Indigenous peoples and indigenous lives have historically been the targets of colonial practices. In current politics, the brutal actions these entailed have changed into more subtle forms of governing. Drawing on the context of international politics (the Arctic Council and the United Nations Permanent Forum on Indigenous Issues), we argue that the demand/need for adaptation is one of the rationalities by which power is exercised over indigenous peoples and indigeneity today. We view this as a form of biopower that fosters and steers indigenous life. The paper highlights three concurrent and overlapping strands of the vocabulary of adaptation: a call for agency, a sustaining of authenticity and a politics of placation. Together, these signal what the adaptive indigenous subject should be like, an unceasing demand for adaptation that is subtler but no less colonial than exercises of power past.

 


Heather Sykes, ‘Un-settling sex: researcher self-reflexivity, queer theory and settler colonial studies’, Qualitative Research in Sport, Exercise and Health (2014).

This paper uses self-reflexive personal narratives to examine how queer research about sexuality in sport studies is implicated in both historical and ongoing processes of settler colonialism.
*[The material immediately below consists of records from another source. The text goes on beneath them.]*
PR #1795, opened 2024-10-30
fhirpath `tostring` implementation fix

brianpos:
Update the implementation of the `toString` fhirpath function to: **(pending FHIR-48737 decision)**
* not return the text 'null' when no primitive value exists (when extension only)
* throw an error if more than 1 item is to be returned (doesn't support collections)
* return an empty set when no primitive values exist (when extension only)

Applied to the R4, R4B and R5 fhirpath engines.
Includes a unit to test the results

Also some readme notes for windows developers and a fix for the output of a unit test message.

### DIFF
--- a/README.md
+++ b/README.md
@@ -57,6 +57,10 @@ To skip unit tests:
 ```
 mvn -Dmaven.test.skip install
 ```
+> **Note:** If you're on Windows and use PowerShell, The `-` needs to be escaped with a backtick (`)
+> ```
+> mvn `-Dmaven.test.skip install
+> ``` 
 
 To clean and rebuild the terminology server caches:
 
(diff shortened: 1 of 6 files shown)


grahamegrieve:
I'm not entirely thrilled with this, because "throw an error if more than 1 item is to be returned" reduces the utility of .toString() for debugging. Should we add a new function debugString() or something that is more robust?

brianpos:
> I'm not entirely thrilled with this, because "throw an error if more than 1 item is to be returned" reduces the utility of .toString() for debugging. Should we add a new function debugString() or something that is more robust?

You can always do `.trace('blah', join(',').toString())` if you want to see a comma seperated list of values in the string while debugging - which is roughly what the java code is doing.

And that part of the fhirpath spec is normative too.

grahamegrieve (approved):
ok

PR #1805, opened 2024-11-11
Use server type to select server settings in combination with URL

dotasek:
This allows clients to pick specific server types for matching from FHIR Settings.

For example, the package client supports either npm-package or fhir-package servers, and needs to know which type of server it's dealing with when sending some requests.


grahamegrieve (approved):
ok

PR #1808, opened 2024-11-13
Fix mode based header addition in TxTester

dotasek:


grahamegrieve (commented):
doesn't this change replace the existing headers? We don't want to replace them, only add one header (and then remove it)

dotasek:
I can't see anywhere else the headers have been set, though. They look to be initialized and then aren't touched. Any headers added by FHIRToolingClient or ManagedWebAccess will be automatically added when the http request is made.

grahamegrieve:
but if some part of the code elsewhere adds a header, won't "terminologyClient.setClientHeaders(new ClientHeaders(List.of(header)));" delete that as a side effect?

dotasek:
@grahamegrieve what we discussed (addHeader, removeHeader, etc) looks like it's probably a bigger refactor than this. 

In the interim, I'm returning an Iterable<HTTPHeader> instead. Anywhere where someone was going to getClientHeaders().addHeader(...) would no longer work. And everything works. No 

As for setClientHeaders() possibly overwriting some previous header, it's only called in three places in the entire codebase... once if there's a header to set, and then immediately after to remove it before the next test (in a catch statement too, in case the previous didn't get called).

grahamegrieve (approved):
ok

PR #1809, opened 2024-11-13
Fix deprecated discriminator type warning message

cmoesel:
The warning related to the deprecated `pattern` discriminator type incorrectly said to use `type=fixed`, but `fixed` is not a valid discriminator type. This PR corrects it so it says to use `type=value`.


grahamegrieve (approved):
thanks

PR #1813, opened 2024-11-17
Show deprecation in snapshot and key

lmckenzi:
Needed for https://github.com/HL7/fhir-ig-publisher/issues/567


grahamegrieve (commented):
tgt.removeExtension(EXT_IG_DEPENDSON_REASON); - this isn't right. pass EXT_IG_DEPENDSON_REASON to the base copy() so it doesn't get copied in the first place

PR #129, opened 2024-09-17
Retry with `ForcePowerOff` if graceful shutdown times out

defo89:
# Proposed Changes
- I observed that in case `Server` is stuck in a failed PXE Boot or in other non-responsive state, `redfish.GracefulShutdownResetType` would not power off the system. 
- So we can retry with `redfish.PushPowerButtonResetType` if above fails.
- Enabled via flag `--enforce-power-off`

### DIFF
--- a/Dockerfile
+++ b/Dockerfile
@@ -34,6 +34,7 @@ RUN --mount=type=cache,target=/root/.cache/go-build \
 # Use distroless as minimal base image to package the manager binary
 # Refer to https://github.com/GoogleContainerTools/distroless for more details
 FROM gcr.io/distroless/static:nonroot AS manager
+LABEL source_repository="https://github.com/ironcore-dev/metal-operator"
 WORKDIR /
 COPY --from=builder /workspace/manager .
 USER 65532:65532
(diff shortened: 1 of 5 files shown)


defo89:
hmm, need to revisit. For Dell it has worked, but on Lenovo I get:
```
2024-09-17T12:56:20.219583196Z 2024-09-17T12:56:20Z	ERROR	Reconciler error	{"controller": "server", "controllerGroup": "metal.ironcore.dev", "controllerKind": "Server", "Server": {"name":"node006-bb00-system-0"}, "namespace": "", "name": "node006-bb00-system-0", "reconcileID": "1e290486-c86f-4df4-90a5-5c55ab438ae1", "error": "failed to ensure server state transition: failed to ensure server power state: failed to power off server: failed to reset system to power on state: reset type 'PushPowerButton' is not supported by this service"}
```

afritzler (approved):
Lgtm! Maybe @stefanhipfel can also have a lot at this PR.

stefanhipfel:
lgtm as well. 
we could also use metal.ironcore.dev/operation annotation to force a power off. But maybe it is good that this is happening automatically.

defo89:
> lgtm as well. we could also use metal.ironcore.dev/operation annotation to force a power off. But maybe it is good that this is happening automatically.

good point. I'd see `metal.ironcore.dev/operation` annotation as a troubleshooting tool to perform the operation and also ability to force power off for users that will not use this `--enforce-power-off` option.

PR #131, opened 2024-09-18
Requeue for Power state polling and ensuring`ServerClaim` binding

defo89:
# Proposed Changes

- Requeue `Available` and `Reserved` servers to reconcile and poll power states
- To avoid setting PXE boot for all reserved `Servers` we only set it if it's powered off - when server transitions from `Available` (and is powered off) to `Reserved`
- add `ServerClaim` resync interval and requeue - esp to re-check available servers if no server was found for claim

### DIFF
--- a/cmd/manager/main.go
+++ b/cmd/manager/main.go
@@ -61,6 +61,7 @@ func main() {
 	var enforceFirstBoot bool
 	var enforcePowerOff bool
 	var serverResyncInterval time.Duration
+	var claimResyncInterval time.Duration
 	var powerPollingInterval time.Duration
 	var powerPollingTimeout time.Duration
 
@@ -69,8 +70,10 @@ func main() {
 	flag.DurationVar(&powerPollingTimeout, "power-polling-timeout", 2*time.Minute, "Timeout for polling power state")
 	flag.DurationVar(&registryResyncInterval, "registry-resync-interval", 10*time.Second,
 		"Defines the interval at which the registry is polled for new server information.")
-	flag.DurationVar(&serverResyncInterval, "server-resync-interval", 30*time.Second,
+	flag.DurationVar(&serverResyncInterval, "server-resync-interval", 2*time.Minute,
 		"Defines the interval at which the server is polled.")
+	flag.DurationVar(&claimResyncInterval, "claim-resync-interval", 2*time.Minute,
+		"Defines the interval at which the server claim is polled.")
 	flag.StringVar(&registryURL, "registry-url", "", "The URL of the registry.")
 	flag.StringVar(&registryProtocol, "registry-protocol", "http", "The protocol to use for the registry.")
 	flag.IntVar(&registryPort, "registry-port", 10000, "The port to use for the registry.")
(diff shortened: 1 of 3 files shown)


internal/controller/serverclaim_controller.go
```diff
@@ -151,7 +153,7 @@ func (r *ServerClaimReconciler) reconcile(ctx context.Context, log logr.Logger,
 	}
 	if server == nil {
 		log.V(1).Info("No server found for claim")
-		return ctrl.Result{}, nil
+		return ctrl.Result{RequeueAfter: r.ResyncInterval}, nil
```
afritzler, line 156: I am not sure we should do a polling here. My idea was to improve the watch setup and requeue all `ServerClaims` if e.g. `metadata.labels` on a `Server` changes.

internal/controller/serverclaim_controller.go
```diff
@@ -180,7 +182,7 @@ func (r *ServerClaimReconciler) reconcile(ctx context.Context, log logr.Logger,
 	log.V(1).Info("Ensured PowerState for Server", "Server", server.Name)
 
 	log.V(1).Info("Reconciled server claim")
-	return ctrl.Result{}, nil
+	return ctrl.Result{RequeueAfter: r.ResyncInterval}, nil
```
afritzler, line 185: Here as well. The desired power state is transported to the `Server` object. And there we already do the polling and ensuring the correct state. Not sure we should enforce a requeueing here on the `ServerClaim` level.

internal/controller/server_controller.go
```diff
@@ -328,11 +328,13 @@ func (r *ServerReconciler) handleReservedState(ctx context.Context, log logr.Log
 	}
 	log.V(1).Info("Server boot configuration is ready")
 
-	if err := r.pxeBootServer(ctx, log, server); err != nil {
-		return false, fmt.Errorf("failed to boot server: %w", err)
+	//TODO: handle working Reserved Server that was suddenly powered off but needs to boot from disk
+	if server.Status.PowerState == metalv1alpha1.ServerOffPowerState {
```
afritzler, line 332: I am not sure I understand this flow here. 🤔

afritzler (changes requested):

internal/controller/serverclaim_controller.go
defo89: that's a good point. We already watch on `Servers`, so we could just add a condition to reconcile unbound `ServerClaims` if any `Server` is labeled. I have added this bit and removed this requeue.

internal/controller/serverclaim_controller.go
defo89: Removed this requeue, this should then be covered by above comment.

internal/controller/server_controller.go
defo89: I would like to requeue `Reserved` server to poll for the power state but I don't want to set PXE boot again if it's already running and powered on. Given that we now poll for power more often, we ensure that for powered on `Server` boot order is not set. 

If server switches from `Available` (power state off) to `Reserved` then we set PXE boot. Maybe there is a better way to achieve this though.

cmd/manager/main.go
```diff
@@ -61,6 +61,7 @@ func main() {
 	var enforceFirstBoot bool
 	var enforcePowerOff bool
 	var serverResyncInterval time.Duration
+	var claimResyncInterval time.Duration
```
afritzler, line 64: Do we want to call this claim resync interal? (as it is only used for the registry sync interval now)

afritzler (changes requested):

internal/controller/server_controller.go
afritzler: Fair point.

cmd/manager/main.go
defo89: hm, we actually don't use it anymore. I will delete this and we can revisit if there is a need again.

afritzler (approved):

afritzler (approved):

PR #132, opened 2024-09-19
Add `Server` model to `.status`

defo89:
# Proposed Changes

- seems we already fetch server model, so this will just add it to `.status`

### DIFF
--- a/api/v1alpha1/bmc_types.go
+++ b/api/v1alpha1/bmc_types.go
@@ -161,7 +161,7 @@ const (
 // +kubebuilder:resource:scope=Cluster
 // +kubebuilder:printcolumn:name="MACAddress",type=string,JSONPath=`.status.macAddress`
 // +kubebuilder:printcolumn:name="MACAddress",type=string,JSONPath=`.status.ip`
-// +kubebuilder:printcolumn:name="Model",type=string,JSONPath=`.status.model`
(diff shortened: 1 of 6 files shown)


api/v1alpha1/bmc_types.go
```diff
@@ -160,8 +160,8 @@ const (
 // +kubebuilder:subresource:status
 // +kubebuilder:resource:scope=Cluster
 // +kubebuilder:printcolumn:name="MACAddress",type=string,JSONPath=`.status.macAddress`
-// +kubebuilder:printcolumn:name="MACAddress",type=string,JSONPath=`.status.ip`
-// +kubebuilder:printcolumn:name="Model",type=string,JSONPath=`.status.model`
+// +kubebuilder:printcolumn:name="IP",type=string,JSONPath=`.status.ip`
+// +kubebuilder:printcolumn:name="Model",type=string,JSONPath=`.status.model`,priority=100
```
afritzler, line 164: Do we want to hide the model behind `-o wide`? I would say lets print it out by default.

afritzler (changes requested):

api/v1alpha1/bmc_types.go
defo89: sounds good, by default makes sense

afritzler (approved):

PR #136, opened 2024-09-25
Add timeout check in discovery state

stefanhipfel:


defo89 (approved):
thanks!

defo89:
lgtm from me, anything to add from your side @afritzler @hardikdr ?

cmd/manager/main.go
```diff
@@ -43,27 +43,31 @@ func init() {
...
+		webhookPort            int
+		enforceFirstBoot       bool
+		enforcePowerOff        bool
+		serverResyncInterval   time.Duration
+		powerPollingInterval   time.Duration
+		powerPollingTimeout    time.Duration
+		discoveryTimeout       time.Duration
+	)
 
+	flag.DurationVar(&discoveryTimeout, "discovery-timeout", 30*time.Minute, "Timeout for BMC discovery")
```
afritzler, line 70: As we are booting the `Server` into a discovery mode using the `metalprobe` agent I am not sure we should call the help hin there "BMC discovery". Maybe something like: "Timeout for discovery boot". would fit better.

internal/controller/server_controller_test.go
```diff
@@ -276,9 +276,15 @@ var _ = Describe("Server Controller", func() {
 		probeAgent := probe.NewAgent(server.Spec.UUID, registryURL, 100*time.Millisecond)
 		go func() {
 			defer GinkgoRecover()
+			time.Sleep(550 * time.Millisecond) // force discovery timeout
```
afritzler, line 279: Can we make this a little bit shorter?

afritzler (changes requested):

internal/controller/server_controller_test.go
stefanhipfel: it will become unpredictable, since it depends on the hardware how quick your reconcile loops are

stefanhipfel: I reduced it, lets see if it will fail on other hardware ;)

SchwarzM: might want to use a constant instead of hardcode ?

afritzler (approved):

PR #143, opened 2024-10-14
Extract storage details of a `Server` using Redfish

stefanhipfel:


api/v1alpha1/server_types.go
```diff
@@ -42,6 +42,32 @@ const (
...
+	Byte     Capacity = 1
+	KibiByte          = Byte * 1024
+	KiloByte          = Byte * 1000
+	MebiByte          = KibiByte * 1024
+	MegaByte          = KiloByte * 1000
+	GibiByte          = MebiByte * 1024
+	GigaByte          = MegaByte * 1000
+	TebiByte          = GibiByte * 1024
+	TeraByte          = GigaByte * 1000
+)
```
lukasfrank, line 59: What about using `resource.Quantity` from "k8s.io/apimachinery/pkg/api/resource"?

afritzler: This

stefanhipfel: What format do we prefer? DecimalSI or BinarySI?

lukasfrank: If the `Quantity` represents floating-point (like `CPU`) `DecimalSI` is being used. In case of `Storage`, `Memory` and so on you can safely use `BinarySI`.

stefanhipfel: redfish reports capacity in bytes.

so from our mockup redfish 8000000000000 bytes turn into `7812500000Ki`. Was hoping it would automatically turn into Ti.

lukasfrank: The exponent will be picked by the library in order to avoid floating numbers (which could lead to precision errors). 
If you like to println/log in a human readable way, you can still enforce the scale `ScaledValue(resource.Giga)`.

stefanhipfel: I tried that, but it does not affect the outcome of Marshalling. Anyway, the type is now `resource.Quantity`, so other services can easily parse it.

api/v1alpha1/server_types.go
```diff
@@ -192,6 +210,24 @@ type NetworkInterface struct {
...
+// Storage defines the details of one storage device
+type Storage struct {
+	// Name is the name of the storage interface.
+	Name string `json:"name,omitempty"`
+	// Rotational specifies whether the storage device is rotational.
+	Rotational bool `json:"rotational,omitempty"`
+	// Type specifies the type of the storage device.
+	Type string `json:"type,omitempty"`
+	// SizeBytes specifies the size of the storage device in bytes.
+	Capacity resource.Quantity `json:"capacity,omitempty"`
```
afritzler, line 222: Can we use a pointer field here? That way we don't need to deref later when assigning the value.

bmc/redfish.go
```diff
@@ -342,6 +342,56 @@ func (r *RedfishBMC) checkBiosAttributes(attrs map[string]string) (reset bool, e
...
+				Type:       d.DriveFormFactor,
+				SizeBytes:  d.CapacityBytes,
+				Vendor:     d.Manufacturer,
+				Model:      d.Model,
+				State:      d.Status.State,
+			})
+		}
+	}
+	if len(result) == 0 {
+		// if no storage is found, fall back to simpleStorage (outdated storage API)
```
stefanhipfel, line 373: redfish-mockup-server only supports simpleStorage and just returns an empty list for Storage.

internal/controller/server_controller.go
```diff
@@ -386,7 +387,23 @@ func (r *ServerReconciler) updateServerStatus(ctx context.Context, log logr.Logg
...
+		return fmt.Errorf("failed to get storages for Server: %w", err)
+	}
 	serverBase := server.DeepCopy()
+	server.Status.Storages = nil
+	for _, storage := range storages {
+		q := resource.NewQuantity(storage.SizeBytes, resource.BinarySI)
+		server.Status.Storages = append(server.Status.Storages, metalv1alpha1.Storage{
+			Name:     storage.Name,
+			Model:    storage.Model,
+			Capacity: *q,
```
afritzler, line 401: Assign the `resource.NewQuantity` directly here after changing the field value to a pointer (see comment above).

afritzler (changes requested):

internal/controller/server_controller.go
```diff
@@ -386,7 +387,23 @@ func (r *ServerReconciler) updateServerStatus(ctx context.Context, log logr.Logg
 		return fmt.Errorf("failed to get system info for Server: %w", err)
 	}
 
+	storages, err := bmcClient.GetStorages(server.Spec.UUID)
+	if err != nil {
+		return fmt.Errorf("failed to get storages for Server: %w", err)
+	}
 	serverBase := server.DeepCopy()
+	server.Status.Storages = nil
+	for _, storage := range storages {
```
stefanhipfel, line 396: do we need to keep checking storages on every `updateServerStatus`?

afritzler:
Can you run `make docs` to regenerate the API reference documentation to reflect the status change?

bmc/bmc.go
```diff
@@ -105,6 +107,22 @@ type Server struct {
...
+	Rotational bool `json:"rotational,omitempty"`
+	// Type specifies the type of the storage device.
+	Type redfish.FormFactor `json:"type,omitempty"`
+	// SizeBytes specifies the size of the storage device in bytes.
+	SizeBytes int64 `json:"sizeBytes,omitempty"`
+	// Vendor specifies the vendor of the storage device.
+	Vendor string `json:"vendor,omitempty"`
+	// Model specifies the model of the storage device.
+	Model string       `json:"model,omitempty"`
+	State common.State `json:"state,omitempty"`
```
afritzler, line 123: Can we add a comment to this field.

afritzler (changes requested):
Just some minor issue. Once the API reference docs are regenerated we can merge this PR. Looks good from my side.

afritzler (approved):

PR #159, opened 2024-10-31
Claim only `PoweredOff` Servers

defo89:
Also do not perform power changes in `Available` state if server is already powered off.

ServerClaim controller may patch the server in parallel to `spec.PowerState: On` which may result in powering on the server in Available state.

### DIFF
--- a/internal/controller/serverclaim_controller.go
+++ b/internal/controller/serverclaim_controller.go
@@ -351,6 +351,10 @@ func (r *ServerClaimReconciler) claimServerByReference(ctx context.Context, log 
 		log.V(1).Info("Server not in a claimable state", "Server", server.Name, "ServerState", server.Status.State)
 		return nil, nil
 	}
+	if server.Status.PowerState != metalv1alpha1.ServerOffPowerState {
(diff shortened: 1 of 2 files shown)


afritzler (approved):

internal/controller/serverclaim_controller.go
```diff
@@ -385,6 +385,10 @@ func (r *ServerClaimReconciler) claimServerBySelector(ctx context.Context, log l
 			log.V(1).Info("Server not in a claimable state", "Server", s.Name, "ServerState", s.Status.State)
 			continue
 		}
+		if s.Status.PowerState != metalv1alpha1.ServerOffPowerState {
```
afritzler, line 388: Shouldn't we handling this in `claimServerByReference` as well?

afritzler (changes requested):

internal/controller/serverclaim_controller.go
defo89: added it there, too

afritzler (approved):

PR #161, opened 2024-10-31
Use lower-case `Server` UUIDs

### LINKED ISSUE #160: Always use lower-case `Server` UUIDs
# Summary

Currently we rely on the the `BMC` to provide us the `System` (`Server`) UUID. This UUID can be in some cases upper-cased. To ensure a homogenous behavior also in regards to the way the `Ignition` endpoint is being created (lower cased) we should harmonize this by converting the `Server` UUID always to lower case.

afritzler:
# Proposed Changes

Use lower-case `Server` UUIDs.

Fixes #160

### DIFF
--- a/bmc/redfish.go
+++ b/bmc/redfish.go
@@ -399,7 +399,7 @@ func (r *RedfishBMC) getSystemByUUID(systemUUID string) (*redfish.ComputerSystem
 		return nil, err
 	}
 	for _, system := range systems {
-		if system.UUID == systemUUID {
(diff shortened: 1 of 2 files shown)


afritzler:
/cc @hardikdr 

Can we harmonize this:
https://github.com/ironcore-dev/boot-operator/commit/113b4f42a82cfdeb16b67fba71ce3b12b1aa8d9d

defo89 (approved):

PR #169, opened 2024-11-08
Migrate to CRD validation rules

### LINKED ISSUE #168: Use CRD validation rules instead of validation webhooks
# Summary

Use [CRD validation rules](https://kubernetes.io/docs/tasks/extend-kubernetes/custom-resources/custom-resource-definitions/#validation-rules) (stable since kubernetes v1.29) instead of validation webhooks.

Like feminist research, queer research has to be critically self-reflexive about how genders and sexualities are formed through transnational flows across global and local contexts, and within geopolitical relations of power. I start with a critique of research about gays and lesbians ‘coming out’ in sport that continues to be aligned with the rationality of Western Enlightenment and the politics of US exceptionalism. Feminist-queer-trans poststructural research into sexuality and gender categories is gradually exposing the scientific racism and Western theoretical imperialism underpinning the very categories ‘lesbian’ and ‘gay’. It is within this context that my own research has shifted to examine ‘whiteness’ in terms of my specific colonial locations and histories. I include self-reflexive narratives about doing research as a critical white queer settler in Canada, coming out of my ‘colonial closet’ and my anti-colonial research relationships in Amman and Sochi. My purpose is to ‘un-settle’ assumptions about theories and methodologies used to research sexuality, gender and sex in sport studies.